PR #806, opened 2023-03-01
Stop viewer refactor departures refactor

miles-grant-ibigroup:
**Description:**
This PR cleans up the main loop of `live-stop-times`.

**PR Checklist:**

### DIFF
--- a/lib/components/viewers/live-stop-times.tsx
+++ b/lib/components/viewers/live-stop-times.tsx
@@ -3,8 +3,6 @@ import { FormattedMessage, FormattedTime } from 'react-intl'
 import { Redo } from '@styled-icons/fa-solid/Redo'
 import { TransitOperator } from '@opentripplanner/types'
 import coreUtils from '@opentripplanner/core-utils'
-
-import FormattedDayOfWeek from '../util/formatted-day-of-week'
 import isSameDay from 'date-fns/isSameDay'
 import React, { Component } from 'react'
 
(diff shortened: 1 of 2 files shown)


lib/components/viewers/live-stop-times.tsx
```diff
@@ -163,65 +183,35 @@ class LiveStopTimes extends Component<Props, State> {
...
-                            stopViewerConfig={stopViewerConfig}
-                          />
-                        )
-                      })}
-                  </ul>
-                </div>
+                <React.Fragment key={id}>
+                  {index > 0 &&
+                    time.day !== routeTimes[index - 1].day &&
+                    this.renderDay(homeTimezone, time.day)}
```
amy-corson-ibigroup, line 196: You may need to get rid of this `index > 0`, in case the first available day needs a label!

```suggestion
                  {time.day !== routeTimes[index - 1]?.day &&
                    this.renderDay(homeTimezone, time.day)}
```

amy-corson-ibigroup (approved):
Thank you so much for figuring this out, it looks great!! Just one quick note

lib/components/viewers/live-stop-times.tsx
amy-corson-ibigroup: Maybe we could move the `isSameDay` check out of `this.renderDay` and put it here instead? And then just 
`{index === 0 && !isSameDay(today, time.day) && this.renderDay}`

────────────────────────────────────────

= To do =
Please count, in the material above, the lines that hold the word "renderDay", and report only the total.

= Output of the task =
4